Sacramento State’s program has also been designed to be convenient. It consists of 12 courses, each spanning four weekends (four hours on Friday and six hours on Saturday) plus a project component. The $36,300 tuition is all-inclusive, covering classes, meals during class, the study tour and books.

Drexel University opened its doors in Sacramento at the start of 2009 after extensive research on the region, the market and the needs of potential students and employers. Two years later, Drexel is unveiling three new areas of specialized study within its MBA program, focused on corporate governance, entrepreneurship and corporate reputation. All three are within what Linnehan describes as Drexel’s centers of excellence.

“This is our second major curriculum revision nationwide in the past eight years,” Linnehan says. “It’s all about matching our specific expertise to corporate needs. Reputation is one of the core drivers of corporate success, for example, and I think we have the only center for corporate reputation in the country.”

Drexel’s MBA program takes 24 months with students taking classes online and in the classroom two evenings per week. Tuition is $58,000, but Drexel prides itself on offering several programs for veterans, government and nonprofit employees. Workers who have been laid off could even qualify for reduced or waived tuition.

Golden Gate University offers both a professional MBA program for people with five years of work experience and an executive MBA program for students with at least eight years of management experience. The school is reworking its executive program and expects to unveil it in 2012.In the meantime, the school has just introduced four career-focused concentrations within its broader MBA program: sustainability, project management, health services management and information technology management. The program takes about two years to complete with classes held every other Saturday and the remainder of the instruction provided online.

Tuition for the professional MBA program is just under $40,000. The executive program had been priced at $55,000, but that will likely change when the new program is announced next year.

The University of Phoenix offers an executive MBA that is completely online and traditional MBA programs at all eight of its locations in the Sacramento area. Students in the online program can take advantage of all the same services the brick-and-mortar campuses offer, and all students can participate in the school’s new social platform, Phoenix Connect.
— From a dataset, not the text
PR #3218, opened 2022-03-04
Default SV callers to Manta (WES). Fix #3206

### LINKED ISSUE #3206: WES SVs default to "all callers" - MIP tag interaction issue?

“We created Phoenix Connect because many of our students are busy professionals that need assistance right now, not the next day,” says Bob Eoff, vice president and director of the Sacramento Valley Campuses for University of Phoenix. “If they’re having a challenge with the material, with a job search or anything associated with their study program, they can connect any time, from anywhere, to other students or faculty and get assistance.”

Students take one six-week course at a time and have the flexibility to pause if they need to for work or life demands and then restart during the next six-week cycle. Once each course is finished, students move directly into the next one. It takes about two years to complete the core program, and electives can take another six months. Tuition is less than $30,000.

DeVry University doesn’t offer a specific executive or professional MBA program. It’s a more traditional full-time course of study, although classes are offered evenings, weekends and online to accommodate students with day jobs.

The school’s newest offering is a concentration in sustainability management. “This specialty was created specifically because so many studies are talking about growth in green jobs and the long-term demand projected for this field, especially in California,” says Dan Dement, regional public relations manager for DeVry. DeVry’s program takes about two years to complete with tuition of just over $36,000.